In my first installment of cruising advice for people who don’t like cruising, I thoroughly – and with more than just a little scorn in my literary voice – debunked the common excuse given by reluctant cruise-goers of “There’s no privacy” or some other such nonsense. In this installment I shall refute another common excuse that comes in a variety of forms. I shall also do so with my trademark cunning and sarcasm (humility sold separately).

The excuses I deal with here all have to do with the ports of call: There’s not enough time in port/I hate the crowds in port/I really dislike some ports of call. While those might seem to be legitimate gripes on the surface, the truth is, they’re not. Don’t believe me? Read on for the explanation. That is, if you haven’t already closed your mind to logic and reason (yeah, there’s some of that scathing sarcasm now).

There’s not enough time in port

This complaint just begs to be answered with the retort: not enough time to do what??!! Is it really necessary to snorkel until your skin shrinks up like a prune? Must you lay out at the beach until melanoma sets in? Is it so important that you visit every single jewelry, souvenir and craft shop before weighing anchor?

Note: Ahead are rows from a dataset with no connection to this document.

PR #6444, opened 2024-06-02
fix(testing/simapp): append to slice with non-zero initialized length

BabyHalimao:
## Description
This PR fixes the unexpected behavior that append to slice `keys` with non-zero initialized length

See example:
https://go.dev/play/p/GWGG_cnd9vV

## Summary by CodeRabbit

- **Refactor**
  - Optimized memory allocation in the `GetStoreKeys` method across multiple modules to improve performance.

- **Tests**
  - Renamed `TestRandomizedGenState` to `TestRandomizedGenState1` for better clarity.


testing/simapp/app.go
```diff
@@ -934,7 +934,7 @@ func (app *SimApp) GetKey(storeKey string) *storetypes.KVStoreKey {
 
 // GetStoreKeys returns all the stored store keys.
 func (app *SimApp) GetStoreKeys() []storetypes.StoreKey {
-	keys := make([]storetypes.StoreKey, len(app.keys))
+	keys := make([]storetypes.StoreKey, 0, len(app.keys))
```
crodriguezvega, line 937: @coderabbitai I suspect there might be other occurrences in the codebase where slices are initialised with a non-zero length and then we append items to it. Can you check please?

crodriguezvega: If both @DimitrisJim with his grep-fu skills and @coderabbitait with its AI powers agree on the answer, then I think we are good. :)

crodriguezvega (approved):
Thanks, @BabyHalimao

testing/simapp/app.go
crodriguezvega: uh, wait a minute, @DimitrisJim and @coderabbitai: check out [this commit](https://github.com/cosmos/ibc-go/pull/6444/commits/ae3f860db663f63701599bb382bce6185101286e), isn't these a couple of places where we should set zero length also?

PR #454, opened 2020-12-03
Add AssociativeBoth.compose

joroKr21:
To the companion object because we need a covariant F

### DIFF
--- a/core/shared/src/main/scala/zio/prelude/AssociativeBoth.scala
+++ b/core/shared/src/main/scala/zio/prelude/AssociativeBoth.scala
@@ -65,6 +65,13 @@ object AssociativeBoth extends LawfulF.Invariant[AssociativeBothDeriveEqualInvar
       override def both[A, B](fa: => F[A], fb: => F[B]): F[(A, B)] = fa.map(a => fb.map(b => (a, b))).flatten
     }
 
+  def compose[F[+_]: AssociativeBoth: Covariant, G[_]: AssociativeBoth]
+    : AssociativeBoth[({ type lambda[A] = F[G[A]] })#lambda] =
+    new AssociativeBoth[({ type lambda[A] = F[G[A]] })#lambda] {
+      override def both[A, B](fa: => F[G[A]], fb: => F[G[B]]) =
+        fa.zipWith(fb)(_ zip _)
+    }
+
   /**
    * Combines 2 `F` values using the provided function `f`.
    */
--- a/core/shared/src/main/scala/zio/prelude/AssociativeBoth.scala
+++ b/core/shared/src/main/scala/zio/prelude/AssociativeBoth.scala
@@ -65,11 +65,13 @@ object AssociativeBoth extends LawfulF.Invariant[AssociativeBothDeriveEqualInvar
       override def both[A, B](fa: => F[A], fb: => F[B]): F[(A, B)] = fa.map(a => fb.map(b => (a, b))).flatten
     }
 
-  def compose[F[+_]: AssociativeBoth: Covariant, G[_]: AssociativeBoth]
-    : AssociativeBoth[({ type lambda[A] = F[G[A]] })#lambda] =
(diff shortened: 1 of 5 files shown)


core/shared/src/main/scala/zio/prelude/AssociativeBoth.scala
```diff
@@ -65,6 +65,13 @@ object AssociativeBoth extends LawfulF.Invariant[AssociativeBothDeriveEqualInvar
       override def both[A, B](fa: => F[A], fb: => F[B]): F[(A, B)] = fa.map(a => fb.map(b => (a, b))).flatten
     }
 
+  def compose[F[+_]: AssociativeBoth: Covariant, G[_]: AssociativeBoth]
```
adamgfraser, line 68: I wonder if this should require that `G` by `Covariant` as well and then we can return a composed type that is both an `AssociativeBoth` and `Covariant`. They are both valid derivations but I wonder if that would be more useful. In particular that would give you a type that you could further compose if you wanted to work with even more deeply nested structures.

adamgfraser (approved):
Looks great. Just one question.

core/shared/src/main/scala/zio/prelude/AssociativeBoth.scala
joroKr21: I was wondering the same - I guess why not

joroKr21: Although it will not be possible to do `AssociativeBoth[Chunk].compose[List].compose[Option]`.
The intermediate `Covariant` will have to be implicit.

joroKr21: Done

sideeffffect (approved):
Nice!

core/shared/src/test/scala/zio/prelude/CovariantSpec.scala
```diff
@@ -18,7 +23,8 @@ object CovariantSpec extends DefaultRunnableSpec {
         testM("cause")(checkAllLaws(Covariant)(GenFs.cause, Gen.anyInt)),
         testM("chunk")(checkAllLaws(Covariant)(GenF.chunk, Gen.anyInt)),
         testM("exit")(checkAllLaws(Covariant)(GenFs.exit(Gen.causes(Gen.anyInt, Gen.throwable)), Gen.anyInt)),
-        testM("nonEmptyChunk")(checkAllLaws(Covariant)(GenFs.nonEmptyChunk, Gen.anyInt))
+        testM("nonEmptyChunk")(checkAllLaws(Covariant)(GenFs.nonEmptyChunk, Gen.anyInt)),
+        testM("chunk . option")(checkAllLaws(Covariant)(chunkOptionGenF, Gen.anyInt))
```
sideeffffect, line 27: This is already tested in `TraversableSpec`, so it doesn't make sense to test it again here, no?

sideeffffect (changes requested):
Maybe we don't need the redundant test.

core/shared/src/test/scala/zio/prelude/CovariantSpec.scala
joroKr21: Well, it's a different piece of code. But the implementation is obviously the same.

sideeffffect: `TraversableSpec` literally tests (also) the Covariant laws, so we shouldn't need to test them again here. Or am I missing something? What do you mean by
> different piece of code

:thinking:

joroKr21: It's a different `compose` method

sideeffffect: Oh, of course! :facepalm:  Thanks for the explanation :smile_cat:

sideeffffect (approved):

adamgfraser (approved):
Looks great!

The fact is,  the cruise lines have done a pretty good job ensuring that you have enough time in port to see what’s important. Stopping in Progreso, Mexico? Don’t worry, you’ll have time for Chitchen Itza. Calling on San Juan or Ocho Rios? You’ll have plenty of time for El Morro or Dunns River Falls. And while some major metropolises also double as cruise ports with all their attraction-rich diversions, even in world-class cities like Sydney, New York and Rome you should still be able to fit in a few of the main attractions before having to get back on board. At the very least you’ll get to see if you think it’s worth a return trip.

I hate the crowds in port

If this is you then know that I’m right with you. I can’t stand being trapped among the gluttonous hordes. But this doesn’t stop me from enjoying my time in port. The key lies in being willing to venture out on your own. Sure the cruise-run shore excursions are convenient and offer the safety net of knowing the ship won’t leave without you; but by arranging your own excursions in advance you have more control over your time, itinerary and the amount of elbow room. When safe to do so, I heartily recommend renting a car and exploring beyond the rows of souvenir shops that seem to follow you around (I’m talking to you, Alaska!). That’s where the best (and least crowded) travel experiences lie.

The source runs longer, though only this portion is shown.